Positive future for health information exchange on the way?

Posted by Crystal Parks on Jul 10, 2013 8:17:00 AM

   

Even with the increased adoption and meaningful use of EHR technologies, current attempts at healthcare reform will not avoid history repeating itself unless the EHR adopters participate in health information exchange (HIE). Otherwise, it is simply the condition of adding new solutions to those that came before them.

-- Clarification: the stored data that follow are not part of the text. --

PR #4997, opened 2022-09-19
FIX-#4996: Evaluate BenchmarkMode at each function call.

### LINKED ISSUE #4996: BUG: Benchmark Mode is evaluated only once when each function is defined
### Modin version checks

### Reproducible Example

```python
import time
import modin.pandas as pd

df = pd.DataFrame(list(range(32)))
BenchmarkMode.put(True)
%time result = df.applymap(lambda col: time.sleep(0.3))
%time print(result)
```

### Issue Description

wait_computations_if_benchmark_mode decides [when each function is defined](https://github.com/modin-project/modin/blob/2660aa33b79c79af828bce3b8f5c6573bc4d7c56/modin/core/dataframe/pandas/partitioning/partition_manager.py#L54) whether benchmark mode is on. Consequently, it's not possible to set benchmark mode after the methods have been defined. In the example above, turning benchmark mode on has no effect, even though the user turns benchmark mode on before the `applymap`. The `applymap` finishes in 2.39 ms because it's still async, and then `print` finishes in 13 seconds because it blocks on the `applymap`.

### Expected Behavior

Users should be able to set benchmark mode on or off at any point in the main process.

### Error Logs

N/A

### Installed Versions

<details>

INSTALLED VERSIONS
------------------
commit           : f727c045729b969de0e4a876e14209cde77166b9
python           : 3.10.4.final.0
python-bits      : 64
OS               : Darwin
OS-release       : 21.5.0
Version          : Darwin Kernel Version 21.5.0: Tue Apr 26 21:08:22 PDT 2022; root:xnu-8020.121.3~4/RELEASE_X86_64
machine          : x86_64
processor        : i386
byteorder        : little
LC_ALL           : None
LANG             : en_US.UTF-8
LOCALE           : en_US.UTF-8

Modin dependencies
------------------
modin            : 0.15.0+134.gf727c0457
ray              : 2.0.0
dask             : 2022.7.1
distributed      : 2022.7.1
omniscidbe       : None

pandas dependencies
-------------------
pandas           : 1.4.4
numpy            : 1.23.2
pytz             : 2022.2.1
dateutil         : 2.8.2
setuptools       : 61.2.0
pip              : 22.2.2
Cython           : None
pytest           : 7.1.2
hypothesis       : None
sphinx           : 5.1.1
blosc            : None
feather          : 0.4.1
xlsxwriter       : None
lxml.etree       : 4.9.1
html5lib         : None
pymysql          : None
psycopg2         : 2.9.3
jinja2           : 3.1.2
IPython          : 8.4.0
pandas_datareader: None
bs4              : 4.11.1
bottleneck       : None
brotli           : 1.0.9
fastparquet      : 0.8.1
fsspec           : 2022.7.1
gcsfs            : None
markupsafe       : 2.1.1
matplotlib       : 3.5.2
numba            : None
numexpr          : 2.8.3
odfpy            : None
openpyxl         : 3.0.10
pandas_gbq       : 0.17.7
pyarrow          : 8.0.0
pyreadstat       : None
pyxlsb           : None
s3fs             : 2022.7.1
scipy            : 1.9.0
snappy           : None
sqlalchemy       : 1.4.39
tables           : 3.7.0
tabulate         : None
xarray           : 2022.6.0
xlrd             : 2.0.1
xlwt             : None
zstandard        : None

</details>

mvashishtha:

## What do these changes do?

FIX-#4996: Evalute BenchmarkMode at each function call.

- [x] Resolves #4996
- [x] tests added and passing

### DIFF
--- a/.github/workflows/ci.yml
+++ b/.github/workflows/ci.yml
@@ -421,7 +421,6 @@ jobs:
       - name: Install HDF5
         run: sudo apt update && sudo apt install -y libhdf5-dev
       - run: pytest modin/test/storage_formats/omnisci/test_internals.py
-      - run: MODIN_BENCHMARK_MODE=True pytest modin/pandas/test/internals/test_benchmark_mode.py
       - run: pytest modin/experimental/core/execution/native/implementations/omnisci_on_native/test/test_dataframe.py
       - run: pytest modin/pandas/test/test_io.py::TestCsv --verbose
       - run: pytest modin/test/interchange/dataframe_protocol/test_general.py
--- a/docs/release_notes/release_notes-0.16.0.rst
+++ b/docs/release_notes/release_notes-0.16.0.rst
@@ -50,6 +50,7 @@ Key Features and Updates
   * FIX-#4734: Handle Series.apply when return type is a DataFrame (#4830)
   * FIX-#4983: Set `frac` to `None` in _sample when `n=0` (#4984)
   * FIX-#4993: Return `_default_to_pandas` in `df.attrs` (#4995)
+  * FIX-#4996: Evaluate BenchmarkMode at each function call (#4997)
 * Performance enhancements
   * PERF-#4182: Add cell-wise execution for binary ops, fix bin ops for empty dataframes (#4391)
   * PERF-#4288: Improve perf of `groupby.mean` for narrow data (#4591)
--- a/modin/core/dataframe/pandas/partitioning/partition_manager.py
+++ b/modin/core/dataframe/pandas/partitioning/partition_manager.py
@@ -813,7 +813,6 @@ class PandasDataframePartitionManager(ClassLogger, ABC):
 
     @classmethod
     def wait_partitions(cls, partitions):
-        print("calling python wait_partitions")
         """
         Wait on the objects wrapped by `partitions`, without materializing them.
 
--- a/modin/core/dataframe/pandas/partitioning/partition_manager.py
+++ b/modin/core/dataframe/pandas/partitioning/partition_manager.py
@@ -51,16 +51,16 @@ def wait_computations_if_benchmark_mode(func):
     -----
     `func` should return NumPy array with partitions.
     """
-    if BenchmarkMode.get():
 
-        @wraps(func)
-        def wait(cls, *args, **kwargs):
-            """Wait for computation results."""
-            result = func(cls, *args, **kwargs)
-            if isinstance(result, tuple):
-                partitions = result[0]
-            else:
-                partitions = result
+    @wraps(func)
+    def wait(cls, *args, **kwargs):
+        """Wait for computation results."""
+        result = func(cls, *args, **kwargs)
+        if isinstance(result, tuple):
+            partitions = result[0]
+        else:
+            partitions = result
+        if BenchmarkMode.get():
             # When partitions have a deferred call queue, calling
             # partition.wait() on each partition serially will serially kick
             # off each deferred computation and wait for each partition to
@@ -73,10 +73,9 @@ def wait_computations_if_benchmark_mode(func):
             # (We can't just add a `cls` argument to this `wait` function, since doing so
             # seems to be incompatible with the way function decorators work)
             cls.wait_partitions(partitions.flatten())
-            return result
+        return result
 
-        return wait
-    return func
+    return wait
 
 
 class PandasDataframePartitionManager(ClassLogger, ABC):
@@ -814,6 +813,7 @@ class PandasDataframePartitionManager(ClassLogger, ABC):
 
     @classmethod
     def wait_partitions(cls, partitions):
+        print("calling python wait_partitions")
         """
         Wait on the objects wrapped by `partitions`, without materializing them.
 
--- a/modin/core/dataframe/pandas/partitioning/partition_manager.py
+++ b/modin/core/dataframe/pandas/partitioning/partition_manager.py
@@ -56,11 +56,11 @@ def wait_computations_if_benchmark_mode(func):
     def wait(cls, *args, **kwargs):
         """Wait for computation results."""
         result = func(cls, *args, **kwargs)
-        if isinstance(result, tuple):
-            partitions = result[0]
-        else:
-            partitions = result
         if BenchmarkMode.get():
+            if isinstance(result, tuple):
+                partitions = result[0]
+            else:
+                partitions = result
             # When partitions have a deferred call queue, calling
             # partition.wait() on each partition serially will serially kick
             # off each deferred computation and wait for each partition to
--- a/modin/core/dataframe/pandas/partitioning/partition_manager.py
+++ b/modin/core/dataframe/pandas/partitioning/partition_manager.py
@@ -70,8 +70,6 @@ def wait_computations_if_benchmark_mode(func):
             [part.drain_call_queue() for part in partitions.flatten()]
             # The partition manager invokes the relevant .wait() method under
             # the hood, which should wait in parallel for all computations to finish
-            # (We can't just add a `cls` argument to this `wait` function, since doing so
-            # seems to be incompatible with the way function decorators work)
             cls.wait_partitions(partitions.flatten())
         return result
 
--- a/modin/pandas/test/internals/test_benchmark_mode.py
+++ b/modin/pandas/test/internals/test_benchmark_mode.py
@@ -16,7 +16,6 @@ import unittest.mock as mock
 import modin.pandas as pd
 from modin.pandas.test.utils import test_data_values
 from modin.config import BenchmarkMode, Engine
-from modin.test.test_utils import warns_that_defaulting_to_pandas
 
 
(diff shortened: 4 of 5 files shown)


docs/release_notes/release_notes-0.16.0.rst
```diff
@@ -49,6 +49,7 @@ Key Features and Updates
   * FIX-#4845: Fix KeyError from `__getitem_bool` for single row dataframes (#4845)
   * FIX-#4734: Handle Series.apply when return type is a DataFrame (#4830)
   * FIX-#4983: Set `frac` to `None` in _sample when `n=0` (#4984)
+  * FIX-#4996: Evalute BenchmarkMode at each function call (#4997)
```
anmyachev, line 52:
```suggestion
  * FIX-#4996: Evaluate BenchmarkMode at each function call (#4997)
```

anmyachev:
@mvashishtha could you add a test?

anmyachev:
> @anmyachev I can test that switching benchmark mode on or off doesn't break anything, but do you have any ideas about how to test whether benchmark mode is actually making code async? I can't think of any way to do that that doesn't require some kind of infinite loop in a remote task, and that's not good testing practice.

A sign of asynchronous code is the absence of a `wait_partitions` call. If instead of this function we make a mock object, then it will be possible to check whether this function was called.

modin/core/dataframe/pandas/partitioning/partition_manager.py
```diff
@@ -51,16 +51,16 @@ def wait_computations_if_benchmark_mode(func):
     -----
     `func` should return NumPy array with partitions.
     """
-    if BenchmarkMode.get():
-
-        @wraps(func)
```
pyrito, line 56: If BenchmarkMode is enabled here, shouldn't we be blocking? Am I missing something here?

mvashishtha: Resolved offline. We only evaluate the benchmark mode once, when we run `wait_computations_if_benchmark_mode`.

mvashishtha (commented):
@anmyachev I used mocks to check that we are calling `wait_partitions`.

modin/pandas/test/internals/test_benchmark_mode.py
```diff
@@ -11,21 +11,57 @@
...
     # On Omnisci storage, transpose() defaults to Pandas.
-    with (
-        warns_that_defaulting_to_pandas()
-        if StorageFormat.get() == "Omnisci"
-        else nullcontext()
-    ):
+    with warns_that_defaulting_to_pandas(), mock.patch(wait_method) as wait:
         pd.DataFrame(test_data_values[0]).mean()
+
+    wait.assert_called()
```
pyrito, line 50: This is cool! Shouldn't this be called within the context manager?

modin/pandas/test/internals/test_benchmark_mode.py
```diff
@@ -11,21 +11,57 @@
...
+
+
+def test_turn_off():
+    df = pd.DataFrame([0])
+    BenchmarkMode.put(False)
+    with mock.patch(wait_method) as wait:
+        df.dropna()
+    wait.assert_not_called()
```
pyrito, line 58: ditto

modin/pandas/test/internals/test_benchmark_mode.py
```diff
@@ -11,21 +11,57 @@
...
+
+
+def test_turn_on():
+    BenchmarkMode.put(False)
+    df = pd.DataFrame([0])
+    BenchmarkMode.put(True)
+    with mock.patch(wait_method) as wait:
+        df.dropna()
+    wait.assert_called()
```
pyrito, line 67: ditto

pyrito (commented):
Just a few Qs

modin/pandas/test/internals/test_benchmark_mode.py
mvashishtha: `unittest.mock` documentation seems to [show](https://docs.python.org/3/library/unittest.mock.html#quick-guide) doing an `assert_called_once_with` assertion outside the context manager. I think we should only use the context manager to wrap the code that  strictly needs it, that is to say the code that will indirectly call the mocked method.

modin/core/dataframe/pandas/partitioning/partition_manager.py
```diff
@@ -51,16 +51,16 @@ def wait_computations_if_benchmark_mode(func):
...
-        def wait(cls, *args, **kwargs):
-            """Wait for computation results."""
-            result = func(cls, *args, **kwargs)
-            if isinstance(result, tuple):
-                partitions = result[0]
-            else:
-                partitions = result
+
+    @wraps(func)
```
vnlitvinov, line 55: Ideally this should be done in a subscribe way - the whole logic of configuration objects was constructed to allow subscribing to changes and changing the code behaviour only once per configuration change (in this case when benchmark mode goes from on to off or vise versa).

That said, I don't have a good suggestion on how to change this particular piece...

vnlitvinov (changes requested):
Tests look good, let's try to lose less performance in benchmark mode off, though.

.github/workflows/ci.yml
```diff
@@ -421,7 +421,6 @@ jobs:
       - name: Install HDF5
         run: sudo apt update && sudo apt install -y libhdf5-dev
       - run: pytest modin/test/storage_formats/omnisci/test_internals.py
-      - run: MODIN_BENCHMARK_MODE=True pytest modin/pandas/test/internals/test_benchmark_mode.py
```
anmyachev, line 424: Why isn't this being tested anymore?

anmyachev: This is apparently because although it inherits the pandas partition manager, it does not use methods that are wrapped in the `wait_computations_if_benchmark_mode` decorator. I wonder if he uses at least something from the inherited class. If not, then it might be better to inherit from a more basic object. OK for now.

anmyachev (approved):
LGTM!

pyrito (approved):

vnlitvinov (approved):
LGTM, thanks!

modin/pandas/test/internals/test_benchmark_mode.py
```diff
@@ -11,21 +11,55 @@
...
+        + "PandasOnDaskDataframePartitionManager.wait_partitions"
+    )
+else:
+    wait_method = (
+        "modin.core.dataframe.pandas.partitioning."
+        + "partition_manager.PandasDataframePartitionManager.wait_partitions"
+    )
+
+
+def test_from_environment_variable():
```
YarShev, line 43: I would suggest to make this test depending on a parameter named `value`, which get a value from the env var in `pytest.mark.parametrize` decorator. Because if someone runs the test locally without setting the env var, he gets the test failed, which might be confusing, especially for newbies.

modin/pandas/test/internals/test_benchmark_mode.py
```diff
@@ -11,21 +11,55 @@
...
-        if StorageFormat.get() == "Omnisci"
-        else nullcontext()
-    ):
+    with mock.patch(wait_method) as wait:
         pd.DataFrame(test_data_values[0]).mean()
+
+    wait.assert_called()
+
+
+def test_turn_off():
```
YarShev, line 51: I would combine both of the tests below into one.

mvashishtha: I very much prefer that tests test only one behavior (see e.g. [here](https://stackoverflow.com/a/61868/17554722) for why). I think many Modin unit tests are too long. When a single test case has many assertions within it that may fail, it's hard to tell from the unit test report what exactly is going wrong. Ideally we should be able to use the name of each failed test to identify one incorrect behavior.

modin/pandas/test/internals/test_benchmark_mode.py
mvashishtha: That's a problem that predates this PR. I'm not a newbie, but I have also been surprised to find this test failing for the reason you describe. We can open a separate issue for this.

YarShev: Yes, create one please.

modin/pandas/test/internals/test_benchmark_mode.py
YarShev: Ok, let's leave as is.

YarShev: That said, we can do two tests: 1) Test for the class config setting, 2) Test for the env var setting. I think it would be okay.

modin/pandas/test/internals/test_benchmark_mode.py
mvashishtha: I filed #5008.

YarShev: thanks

Recent developments in healthcare and health IT are beginning to inspire confidence that HIE is trending in the right direction. Earlier in the year at HIMSS13 came the announcement of the CommonWell Health Alliance aimed atincreasing EHR interoperability and data liquidity, and more recently came word that Healtheway, the operator of the eHealth Exchange (née NwHIN Exchange), had named its nine founding members and intentions to make ubiquitous HIE a reality.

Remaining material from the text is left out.